GG: That I don't really know the answer to. I'm conscious that lots of writers, going all the way back to Chaucer and then to the Classical writers, did some of these same things that have been around a long time, that are discovered in the more obvious use of some of these devices by brilliant writers like Pynchon or—one I think of is John Barth, who is very good at this too and a lot of fun. However, they are not by any means the first. The history of literary events and influences is not a matter of progressive, Darwinian time. There are a couple of things—and this I was fooling around with, in a way, in that novel, in a different way: All past time, looked at in one way, from one point of view, all past time is simultaneous, not progressive, not developing. The Elizabethan idea that we're decaying rather than progressing has a sound scientific basis, if you wanted to accept that notion. We're wearing out, we're polluting, destroying, and coming to the end of things another million years down the line if not helped along earlier. So, there's that to consider.
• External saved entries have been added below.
PR #26320, opened 2023-08-14
chore: Remove unauthenticated access to actuator APIs

### LINKED ISSUE #26310: [Task]: Remove unauthenticated access to actuator API

### SubTasks

- Allow only basic authentication
- Check that both release and prod work properly with the change
- Make sure to add a note in release for the change

nidhi-nair:
## Description
Only allows authenticated access to actuator APIs moving forward.

Fixes #26310 

#### Type of change

- [x] Manual

### DIFF
--- a/app/server/appsmith-server/src/main/java/com/appsmith/server/configurations/SecurityConfig.java
+++ b/app/server/appsmith-server/src/main/java/com/appsmith/server/configurations/SecurityConfig.java
@@ -11,7 +11,6 @@ import com.appsmith.server.helpers.RedirectHelper;
 import com.appsmith.server.services.AnalyticsService;
 import com.appsmith.server.services.UserService;
 import com.fasterxml.jackson.databind.ObjectMapper;
-import org.apache.commons.lang3.StringUtils;
 import org.springframework.beans.factory.annotation.Autowired;
 import org.springframework.beans.factory.annotation.Value;
 import org.springframework.context.annotation.Bean;
@@ -193,7 +192,7 @@ public class SecurityConfig {
                         ServerWebExchangeMatchers.pathMatchers(HttpMethod.GET, CUSTOM_JS_LIB_URL + "/*/view"),
                         ServerWebExchangeMatchers.pathMatchers(HttpMethod.GET, PRODUCT_ALERT + "/alert"))
                 .permitAll()
-                .pathMatchers("/public/**", "/oauth2/**", "/actuator/**")
+                .pathMatchers("/public/**", "/oauth2/**")
                 .permitAll()
                 .anyExchange()
                 .authenticated()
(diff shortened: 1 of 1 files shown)


nidhi-nair:
DP can't be used since endpoint is not exposed on CE. Have tested on local, works with auth, does not work without.

sharat87 (commented):
Should we not remove this endpoint from this line as well?
https://github.com/appsmithorg/appsmith/pull/26320/files#diff-5f89474836b0bbb2d36395f0103de005c86480bbba0dfcfe364a9e6a78622095R196

nidhi-nair:
Yes you're right, made the change @sharat87

app/server/appsmith-server/src/main/java/com/appsmith/server/configurations/SecurityConfig.java
```diff
@@ -121,14 +119,12 @@ public ForwardedHeaderTransformer forwardedHeaderTransformer() {
...
     @Bean
-    @ConditionalOnExpression(value = "'${appsmith.internal.password}'.length() > 0")
     public SecurityWebFilterChain internalWebFilterChain(ServerHttpSecurity http) {
         return http.securityMatcher(new PathPatternParserServerWebExchangeMatcher("/actuator/**"))
                 .authorizeExchange(authorizeExchangeSpec ->
                         authorizeExchangeSpec.anyExchange().authenticated())
                 .httpBasic(httpBasicSpec -> httpBasicSpec.authenticationManager(authentication -> {
-                    if (isAuthorizedToAccessInternal(
-                            authentication.getCredentials().toString())) {
+                    if (INTERNAL_PASSWORD.equals(authentication.getCredentials().toString())) {
```
sharat87, line 127: We used to have `null` protection as part of `StringUtils.isEmpty` on `INTERNAL_PASSWORD`, but we won't have that anymore. Just confirming that that's okay. Otherwise we're good here.

sharat87 (approved):

app/server/appsmith-server/src/main/java/com/appsmith/server/configurations/SecurityConfig.java
nidhi-nair: Empty setting here basically means empty password is expected in the basic auth request as `Basic base64(":")`. We could make that an unacceptable value and stop access to the endpoint if the password is not configured, if that still counts as a +ve on vulnerability. 🤔

sharat87: Nah that's okay, I was only concerned if there's a possibility of an NPE here.

I think that empty password's fine for now. I don't think it'll be flagged, but I do want to come back to it after a couple of versions. Just not to change too much too fast.

Let's go ahead with this.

SSW: How about one more question, since I'm in an MFA program and you taught writing for a long time? What do you think about the teaching of writing?
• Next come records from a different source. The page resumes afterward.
PR #26348, opened 2023-08-14
poc:emotion

KelvinOm:
Add emotion POC


ichik (approved):

app/client/packages/design-system/theming/package.json
```diff
@@ -16,7 +16,7 @@
   "dependencies": {
     "@capsizecss/core": "^3.1.1",
     "@capsizecss/metrics": "^1.2.0",
-    "lodash": "*",
-    "styled-components": "6.0.2"
+    "@emotion/sheet": "^1.2.2",
```
KelvinOm, line 19: So here we use a [tiny package](https://github.com/emotion-js/emotion/tree/main/packages/sheet) ([just 1.5kB](https://bundlephobia.com/package/@emotion/sheet@1.2.2)). This package also uses a lot of CS in JS libraries under the hood.  

We use it because we need an [improved version](https://github.com/emotion-js/emotion/blob/main/packages/sheet/src/index.js#L113) of the [insertRule](https://developer.mozilla.org/en-US/docs/Web/API/CSSStyleSheet/insertRule) method that is used by this package.

We use this package only to create styles for `ThemeProvider` and `FLex` on the fly.

KelvinOm: https://github.com/appsmithorg/appsmith/assets/11555074/fce3426d-edc0-4197-a934-32cc81ba7b14

app/client/packages/design-system/widgets/src/components/Flex/src/flexCssRule.ts
```diff
@@ -0,0 +1,177 @@
...
+  switch (true) {
+    case cssProp === "wrap":
+      return `flex-wrap: ${flexWrapValue(value)};`;
+    case cssProp === "isHidden":
+      return `display: ${hiddenValue(value)};`;
+    case cssProp === "flexAlignValue":
+      return `align-items: ${flexAlignValue(value)};`;
+    case cssProp === "direction":
+      return `flex-direction: ${value};`;
+    case cssProp === "gap" ||
```
jsartisan, line 132: This feels odd. This is nothing but styled-system. Maybe we can just reuse panda? checkout this example - 
https://panda-css.com/docs/concepts/style-props.

jsartisan (approved):
LGTM. left some minor comments.

app/client/packages/design-system/theming/src/theme/src/ThemeProvider.tsx
```diff
@@ -1,35 +1,109 @@
...
+    color,
+    fontFamily,
+    opacity,
+    rootUnit,
+    sizing,
+    spacing,
+    typography,
+    zIndex,
+  } = theme;
+  const providerSheetKey = useRef(uniqueId("wds-provider-"));
```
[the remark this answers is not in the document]
KelvinOm: Here we create a unique id that does not change every rerender. `Ref` is not changed every rendering.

GG: One of the big questions that they've been asking for as long as I can remember, and it's an old, tired, cliché question, but they keep asking everybody connected with creative writing: "Yes, but can writing be taught?" You must've run into that all your life.

SSW: Constantly.

GG: I have too, and I don't know why they keep asking that question. In answering it, sometimes we get some interesting ideas to kick around.

SSW: They don't ask that about art classes.
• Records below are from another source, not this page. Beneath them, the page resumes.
PR #26350, opened 2023-08-15
fix: moved jest to devdependencies for appsmithctl and updated dockerfile to exclude it during install

sum35h:
Update:
- Mobed jest to` devDependenies` of package manifest.
- Updated Dockerfile to install utils with `--only=prod` arg for npm install cmds.

Tested manually

### DIFF
--- a/Dockerfile
+++ b/Dockerfile
@@ -84,7 +84,7 @@ COPY ./deploy/docker/entrypoint.sh ./deploy/docker/scripts/* info.*json ./
 
 # Add util tools
 COPY ./deploy/docker/utils ./utils
-RUN cd ./utils && npm install && npm install -g .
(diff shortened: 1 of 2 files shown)


Dockerfile
```diff
@@ -84,7 +84,7 @@ COPY ./deploy/docker/entrypoint.sh ./deploy/docker/scripts/* info.*json ./
 
 # Add util tools
 COPY ./deploy/docker/utils ./utils
-RUN cd ./utils && npm install && npm install -g .
+RUN cd ./utils && npm install --only=prod && npm install --only=prod -g .
```
sharat87, line 87: Let's also change this to `npm ci`, so it uses the pinned versions from `package-lock.json`.

sharat87 (changes requested):
Should we test this with the build-deploy-preview once, just in case?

GG: Very, very few people—perhaps, I have no idea, I mean—but certainly with musical instruments and other things, just pick up a cello and become a cellist and end up playing in Carnegie Hall—that just doesn't happen. They, first of all, don't think that what we're doing is the same thing. They think of us not so much as an art but some kind of a habit, a bad habit too, a wasteful one like golf or something. It's really kind of pointless and golf would be better. You spend your time better doing it. They do think that way about it. They also don't realize how many cello players, thousands in the United States right now and only a small number of them. . . . We are, I gather, incidentally speaking of music, filling up the orchestras around the world with young American musicians. They're in the Frankfurt Symphony and Vienna, and our musicians are everywhere. But thousands who learn because of nice programs in school, in high school and junior high school, and playing the flute, playing the trombone.. . .

My granddaughter, it ended up—she's in a little public middle school, and in middle school they lined up and handed out instruments. "You're going be a trombonist. You're going to play the flute. You're playing the drums." And she had fun, so forth and so on. She's going to be a better person with a better understanding of music. There's nothing to help you understand it so much, music or any of the other arts, as having tried your hand at it. They don't understand, the people who question the value of teaching reading and writing on the level that we do, they simply don't understand that a valuable thing need not necessarily lead to stardom, fame, or major contributions to American literature. We were just talking about this, but they don't see the need to defend learning to play the trombone in the high school band when you're not going to go and be a famous trombonist, that it's still part of the education. So we start with a base of that kind, and then I think we get much more interested in the things we were talking about, really fascinating things about writing. How to make things work, tell a story in the best possible way.

SSW: Thank you very much for talking with me today.